Separately, The Guardian reported that Musk partnered with El Salvador to bring Grok to over 5,000 public schools, reaching more than 1 million students. President Nayib Bukele is entrusting an AI chatbot known for calling itself "MechaHitler" to create educational curricula.
The pattern is clear xAI has built a tool with minimal restrictions, integrated it into a public platform where abuse becomes visible spectacle, secured billions in funding from major institutions, and is now expanding into education and defense. At what point do we ask whether this is responsible deployment of AI technology?
Being more open than ChatGPT or Claude doesn't mean there should be no limits. The restrictions other AI companies implement aren't just corporate overcaution, they exist because laws against non-consensual intimate imagery, stalking facilitation, and child exploitation exist. Those laws apply to AI systems too. The difference between Grok and other chatbots isn't just about philosophical approaches to AI safety. It's about whether you're complying with existing legal frameworks designed to protect people from harm.
xAI's investors, the Pentagon's procurement officials, and El Salvador's education ministry all made choices here. They chose to back, deploy, and integrate an AI system with a documented pattern of enabling harassment. They decided the risk was acceptable. The question is: acceptable to whom? Because it certainly isn't acceptable to the women being digitally undressed according to reports from OpIndia and The Hindu, the potential stalking victims receiving detailed action plans as documented by Futurism, or the students being taught by an AI that has repeatedly crossed ethical lines.

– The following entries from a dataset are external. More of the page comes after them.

PR #5108, opened 2020-10-19
Adding the ability to exclude mobile facilities from the results

darkbushido:
## Description of change
We do not want to display mobile vet centers at this time.
We will take a param `exclude_mobile` that will filter out any facility with mobile = true 

## Original issue(s)
department-of-veterans-affairs/va.gov-team#13730

Nothing special other than adding the param


thilton-oddball (approved):
LGTM

PR #5109, opened 2020-10-19
Re adding a feature flag used by the front end

darkbushido:
## Description of change
Re-Adding the feature flag for the front end

## Original issue(s)
department-of-veterans-affairs/va.gov-team#14154

* Feature Flag `facilities_ppms_suppress_pharmacies`

### DIFF
--- a/config/features.yml
+++ b/config/features.yml
@@ -38,12 +38,15 @@ features:
   facility_locator_ppms_legacy_urgent_care_to_pos_locator:
     actor_type: user
     description: force the legacy urgent care path to use the new POS locator
-  facility_locator_ppms_location_query:
+  facility_locator_ppms_use_v1_client:
     actor_type: user
-    description: Use the Lat/Long instead of an address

We need to talk about Grok. Not because AI is inherently dangerous, but because this specific implementation, backed by these specific choices, has created specific harms that are getting worse. The technology can't be unbuilt. But the decisions about how it's deployed, who gets access, and what safeguards exist, those are still being made. Right now, those decisions favor shock value over safety. That needs to change.